I can parse scalar values using parse(Int64, "0a", base=16), but how do I apply such a function on a Vector?

This was my idea. Not parsing the value inside the informat. Like: ``` function hex(str) return "0x"*str end register_informat(hex) ``` Did you read https://sl-solution.github.io/DLMReader.jl/stable/man/informat/ ?

Users can define their own informats, which is basically a function with one positional argument. The function must accept a special mutable string and returns its modified value (or returns a subset of it).

Nice idea, but it doesn’t work:

julia> include("scripts/read_hex.jl")
ERROR: LoadError: AssertionError: informat must return its input or a subset of its input
Stacktrace:
 [1] register_informat(f::Function; quiet::Bool, force::Bool)
   @ DLMReader ~/.julia/packages/DLMReader/gB2Mj/src/informats.jl:24
 [2] register_informat(f::Function)
   @ DLMReader ~/.julia/packages/DLMReader/gB2Mj/src/informats.jl:23
 [3] top-level scope
   @ ~/repos/LogFiles/scripts/read_hex.jl:13
 [4] include(fname::String)
   @ Base.MainInclude ./client.jl:476
 [5] top-level scope
   @ REPL[3]:1
in expression starting at /home/ufechner/repos/LogFiles/scripts/read_hex.jl:13

One way:

julia> x
3-element Vector{Union{Missing, String}}:
 "682"
 "5c1"
 missing

julia> passmissing(y -> parse(Int64, y, base = 16)).(x)
3-element Vector{Union{Missing, Int64}}:
 1666
 1473
     missing
1 Like

In which package is “passmissing” defined?

It’s in Missings, but is also rexported by DataFrames so if you read from a CSV into a DataFrame it should be available anyway.
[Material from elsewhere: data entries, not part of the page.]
PR #3882, opened 2021-09-14
Collab PR for macro detection integration tests

nathaniel-may:
Run this test with the following command:
```
python3 -m pytest -m profile_postgres test/integration/072_experimental_parser_tests/test_all_experimental_parser.py::TestRefOverrideExperimentalParser
```

This is the print debug lines I see:
```
RENDER_UPDATE CALLED
FLAG ON
macros with ref in name:
['macro.dbt.should_full_refresh']
```

I expect to see `macro.test.ref` in the list of macros with ref in the name since it's defined in `macros/ref.sql` but I don't see it.

I verified that the macro detection does indeed work by making a dummy project locally and just running `dbt parse` on it, so I'm not sure why it's not working in this integration test setting.

I attempted to specify the macro path in the project config since that didn't seem to be set by default, but that didn't work either.

Let me know if you have any thoughts as to why this isn't detecting the macro!

### DIFF
--- a/core/dbt/parser/models.py
+++ b/core/dbt/parser/models.py
@@ -1,7 +1,7 @@
 from dbt.context.context_config import ContextConfig
 from dbt.contracts.graph.parsed import ParsedModelNode
 import dbt.flags as flags
-import dbt.tracking
+from dbt.logger import GLOBAL_LOGGER as logger
 from dbt.node_types import NodeType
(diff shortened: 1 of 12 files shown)


nathaniel-may:
@kwigley figured it out! macro-paths is relative to the test definition.

nathaniel-may:
merging into original feature branch.

PR #3884, opened 2021-09-15
Build task arg parity

### LINKED ISSUE #3596: dbt build: Parity for flags

kwigley:
resolves #3596 

### Description

Adds:
- `--resource-type` param to cli and rpc task
- ~ensures that `-models` and `--select` are mutually exclusive (aligns with `list` task behavior)~
	- ~additionally, `--models` will only select nodes of type `model` (again, to align with `list` task behavior)~
- adds `--store-failures` param to cli task

### Checklist

### DIFF
--- a/core/dbt/task/build.py
+++ b/core/dbt/task/build.py
@@ -4,12 +4,8 @@ from .seed import SeedRunner as seed_runner
 from .test import TestRunner as test_runner
 
 from dbt.contracts.results import NodeStatus
-from dbt.exceptions import RuntimeException, InternalException
-from dbt.graph import (
-    parse_difference,
-    ResourceTypeSelector,
-    SelectionSpec,
-)
+from dbt.exceptions import InternalException
+from dbt.graph import ResourceTypeSelector
 from dbt.node_types import NodeType
 from dbt.task.test import TestSelector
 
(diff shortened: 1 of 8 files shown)


core/dbt/task/build.py
```diff
@@ -4,40 +4,96 @@
...
+
+    @property
+    def resource_types(self):
+        if self.args.models:
+            return [NodeType.Model]
+
+        if not self.args.resource_types:
+            return list(self.ALL_RESOURCE_VALUES)
+
+        values = set(self.args.resource_types)
```
jtcohen6, line 56: Agree that parity with the `list` task is a good guideline to follow. I have half a mind to just entirely remove support for the `--models` flag in `dbt build`, since it's a totally new command in v0.21 and we shouldn't have to worry about backwards compatibility. I think either is a fair way to go, and I hesitate to make you rewrite a bunch of code given that I think you've done a sensible thing.

FWIW my plan is to just about entirely remove `--models` from our documentation (https://github.com/dbt-labs/docs.getdbt.com/pull/802), except for changelog notes and a note about backwards compatibility in `list`.

kwigley: let's think about our future selves and not support it with `build` from the start. not a huge lift at all!

gshank (approved):
Looks good to me.

PR #4620, opened 2022-01-25
Initial addition of CODEOWNERS file

leahwicz:
### Description

This file will help us automatically map files to the correct sub-teams for review. This file will be every growing and evolving so this is by no means a finished version. Just looking to get it started and then add to it as we go.

### Checklist

### DIFF
--- a/.github/CODEOWNERS
+++ b/.github/CODEOWNERS
@@ -2,6 +2,10 @@
 # PRs will be automatically assigned for review to the associated 
 # team(s) or person(s) that touches any files that are mapped to them.
 #
+# A statement takes precedence over the statements above it so more general
+# assignments are found at the top with specific assignments being lower in
+# the ordering (i.e. catch all assignment should be the first item)
+#
 # Consult GitHub documentation for formatting guidelines:
 # https://docs.github.com/en/repositories/managing-your-repositorys-settings-and-features/customizing-your-repository/about-code-owners#example-of-a-codeowners-file
 
--- a/.github/CODEOWNERS
+++ b/.github/CODEOWNERS
@@ -12,8 +12,25 @@
 # Changes to GitHub configurations including Actions
 /.github/ @leahwicz
 
-# Adapter / plugin code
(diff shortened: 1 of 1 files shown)


.github/CODEOWNERS
```diff
@@ -0,0 +1,22 @@
...
+# Changes to GitHub configurations including Actions
+/.github/ @leahwicz
+
+# Adapter / plugin code
+/plugins @dbt-labs/core-adapters
+
+# Perf regression testing framework
+# This excludes the test project files itself since those aren't specific 
+# framework changes (excluded by not setting an owner next to it- no owner)
+/performance @nathaniel-may
```
leahwicz, line 21: @nathaniel-may I put you down as the reviewer here for now until we ramp other people up here (which would be the goal). I hope that works for you but if not, let me know

nathaniel-may:
you can probably add the event module since it's pretty cleanly segmented:
/core/dbt/events - language team (def emily gerda me at least)

leahwicz:
@nathaniel-may I added both teams since in the log run, logging will fall under execution but for now the expertise lies with language

emmyoop (approved):
LGTM

nathaniel-may (approved):
looks like a good start to me!

VersusFacit (approved):
👍 Although the token-matcher in me is bothered that the `*` comes first since all matches will be against that and never fall through to your specific cases. 😂

nathaniel-may:
@VersusFacit good point. I have no idea what the semantics of line order are in this file 🤔

leahwicz:
@nathaniel-may @VersusFacit - you're right, it's weird but the last statement takes precedence over everything above it so that's why the `*` has to be at the top (according to the GitHub docs and example)

https://docs.github.com/en/repositories/managing-your-repositorys-settings-and-features/customizing-your-repository/about-code-owners#example-of-a-codeowners-file

leahwicz:
Maybe I'll add that as a comment

PR #4623, opened 2022-01-25
Set flags from args in lib module for dbt-server

racheldaniel:
resolves #TIGER-84 and Tiger-99

### Description

Changes are only in the `dbt.lib` model, which is the wrapper for dbt-server use cases. This updates config creation to pull in args passed to the server from client command flags, if any exist. This change is needed to enable use of several command flags that need to be applied prior to dbt task execution. This PR also defaults the profile to 'user' -- it looks like we may have attempted to do so before, but we had the field name wrong (`profile_name` vs `profile`)

### Checklist

### DIFF
--- a/core/dbt/lib.py
+++ b/core/dbt/lib.py
@@ -5,27 +5,24 @@ from dbt import flags
 from collections import namedtuple
 
 RuntimeArgs = namedtuple(
-    'RuntimeArgs', 'project_dir profiles_dir single_threaded profile_name'
+    'RuntimeArgs', 'project_dir profiles_dir single_threaded'
 )
 
-
-def get_dbt_config(project_dir, single_threaded=False):
+def get_dbt_config(project_dir, args=None, single_threaded=False):
     from dbt.config.runtime import RuntimeConfig
     import dbt.adapters.factory
     import dbt.events.functions
-
     if os.getenv('DBT_PROFILES_DIR'):
         profiles_dir = os.getenv('DBT_PROFILES_DIR')
     else:
         profiles_dir = os.path.expanduser("~/.dbt")
-
     # Construct a phony config
     config = RuntimeConfig.from_args(RuntimeArgs(
-        project_dir, profiles_dir, single_threaded, 'user'
+        project_dir, profiles_dir, single_threaded
     ))
     # Clear previously registered adapters--
     # this fixes cacheing behavior on the dbt-server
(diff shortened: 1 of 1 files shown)


jtcohen6:
After this is merged, do we want to backport it for inclusion in the next `v1.0.x` patch release? My sense is yes (cc @leahwicz)

core/dbt/lib.py
```diff
@@ -5,27 +5,28 @@
...
     else:
         profiles_dir = os.path.expanduser("~/.dbt")
 
-    # Construct a phony config
+    target = args.target if hasattr(args, 'target') else None
+
+    # Construct a phony config-- hardcoding user to match dbt-cloud for now
     config = RuntimeConfig.from_args(RuntimeArgs(
-        project_dir, profiles_dir, single_threaded, 'user'
+        project_dir, profiles_dir, single_threaded, 'user', target
```
drewbanin, line 25: do we want to continue to hard-code "user" here, or should we change this function to accept an argument for `profile` (or, possibly grab it out of `args.profile`?

racheldaniel: @drewbanin that's what I was doing in the previous commit on this branch, but I don't think that gets us the desired result. If I'm developing in cloud and I pass anything except `user` with the `--profile` flag, the run will fail. So we could keep this as a flag, but that would mean every single run they'd have to type `dbt-client run --profile user`.

drewbanin: ok - that makes sense - but I think fixing this problem here in the dbt Core repo might not be the best place for this logic. I think a more flexible approach might be to:
 - Allow callers of this function to provide an arbitrary profile name (as it sounds like you did in the previous commit)
 - Continue to allow users of the dbt-client to name their profiles whatever they want
 - Add logic to make sure that the name of the profile that is generated in dbt Cloud matches the name of the profile that the user has specified.

So, basically treat this as a dbt Cloud problem and fix it over there. Have you tried something like that already?

racheldaniel: Discussed offline-- we're going to hardcode the "user" profile in the server instead of dbt for now

drewbanin (approved):
This LGTM, but I have not tested out the code locally! Let me know if taking it for a spin would be helpful at all. Code looks great though! Thanks @racheldaniel :)

kwigley (approved):

PR #4631, opened 2022-01-27
fix comparision for new model/body

### LINKED ISSUE #4570: [CT-40] [Bug] Using state:modified.body returns NoneType object has no attribute raw_sql

### Current Behavior

I am trying to use the `state:modified.body` selector which is returning the following error:
```
'NoneType' object has no attribute 'raw_sql'
```

It appears to be struggling with identifying body changes when the model didn't previously exist as its not able to pull the `raw_sql` to reference. 

### Expected Behavior

The `state:modified.body` selector should return all models whose body changes OR didn't previously exist.

### Steps To Reproduce

1. Compile project
2. Add an entirely new model
3. Run `dbt ls --select state:modified.body` which yields this error message

```
[error] [MainThread]: Encountered an error:
'NoneType' object has no attribute 'raw_sql'
```

However,  if I repeat the steps, but modify the intersection to be just `state:modified`, it returns the expected models.

### Relevant log output

_No response_

### Environment

```markdown
- OS:  Darwin-20.6.0-x86_64-i386-64bit (Mac OS Big Sur 11.5.2)
- Python: 3.7.8
- dbt: 1.0.0
```

snowflake

### Additional Context

_No response_

ChenyuLInx:
resolves #4570

### Description
Selecting modified.body used to throw an error after adding a new model. This change fixed the behavior to return the newly added model boday

### Checklist

### DIFF
--- a/core/dbt/graph/selector_methods.py
+++ b/core/dbt/graph/selector_methods.py
@@ -488,9 +488,11 @@ class StateSelectorMethod(SelectorMethod):
         return self.check_macros_modified(new)
 
     @staticmethod
-    def check_modified_factory(compare_method: str) -> Callable:
+    def check_modified_factory(
+        compare_method: str
+    ) -> Callable[[Optional[SelectorTarget], SelectorTarget], bool]:
         # get a function that compares two selector target based on compare method provided
-        def check_modified_things(old: Optional[SelectorTarget], new: SelectorTarget,) -> bool:
+        def check_modified_things(old: Optional[SelectorTarget], new: SelectorTarget) -> bool:
             if hasattr(new, compare_method):
                 # when old body does not exist or old and new are not the same
                 return not old or not getattr(new, compare_method)(old)  # type: ignore
--- a/core/dbt/graph/selector_methods.py
+++ b/core/dbt/graph/selector_methods.py
@@ -489,7 +489,7 @@ class StateSelectorMethod(SelectorMethod):
 
     @staticmethod
     def check_modified_factory(compare_method: str) -> Callable:
-        
+        # get a function that compares two selector target based on compare method provided
         def check_modified_things(old: Optional[SelectorTarget], new: SelectorTarget,) -> bool:
             if hasattr(new, compare_method):
                 # when old body does not exist or old and new are not the same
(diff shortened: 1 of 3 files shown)


core/dbt/graph/selector_methods.py
```diff
@@ -478,42 +478,26 @@ def check_macros_modified(self, node):
             previous_macros = []
             return self.recursively_check_macros_modified(node, previous_macros)
 
-    def check_modified(self, old: Optional[SelectorTarget], new: SelectorTarget) -> bool:
+    # TODO check modifed_content and check_modified macro seems a bit redundent
```
ChenyuLInx, line 481: @gshank  do you know what's the main difference between these two functions? seems a little bit confusing here

core/dbt/graph/selector_methods.py
```diff
@@ -527,14 +513,21 @@ def search(
...
-            'modified': self.check_modified,
-            'modified.body': self.check_modified_body,
-            'modified.configs': self.check_modified_configs,
-            'modified.persisted_descriptions': self.check_modified_persisted_descriptions,
-            'modified.relation': self.check_modified_relation,
-            'modified.macros': self.check_modified_macros,
+            'modified':
+                self.check_modified_content,
+            'modified.body':
+                self.check_modified_factory('same_body'),
```
ChenyuLInx, line 522: Let me know if you think we should go change the underlying function names instead of using the factory here! they are used somewhere but I think it is not too much

core/dbt/graph/selector_methods.py
jtcohen6: I think the way you're doing this is fine. The `check_modified` method (`state:modified` for users) is meant to be the superset of all checks. Renaming this so it clearly maps to `same_contents` (the umbrella check) makes sense

core/dbt/graph/selector_methods.py
gshank: I like the factory. It avoids duplicating the code in the functions.

gshank (approved):
Looks good! I like the improved efficiency.

leahwicz:
@ChenyuLInx this PR needs backported if it hasn't yet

It’s a simple function though which you could replace by this if you don’t want an extra dependency:

julia> (y -> ismissing(y) ? y : parse(Int64, y, base = 16)).(x)
3-element Vector{Union{Missing, Int64}}:
 1666
 1473
     missing

Thanks!

Now using this code:

function hex2int(str)
    if ismissing(str) return missing end
    return parse(Int64, str, base=16)
end

ds = filereader(logfile_name, types = [Float64, Int, String, Int, Int, Int, Int, Int, Int, Int, Int, Int, Int], 
    header=[:time, :RTR, :addr_hex, :Flags, :DLC, :d1, :d2, :d3, :d4, :d5, :d6, :d7, :d8], warn=0)

modify!(ds, :addr_hex => byrow(hex2int) => :addr)
select!(ds, Not(:addr_hex))
select!(ds, [1,2,13,4,5,6,7,8,9,10,11,12])

You are right. My idea doesn’t work.
Adding a “0x” in front seems to be not possible as it would make the string longer, which somehow isn’t allowed.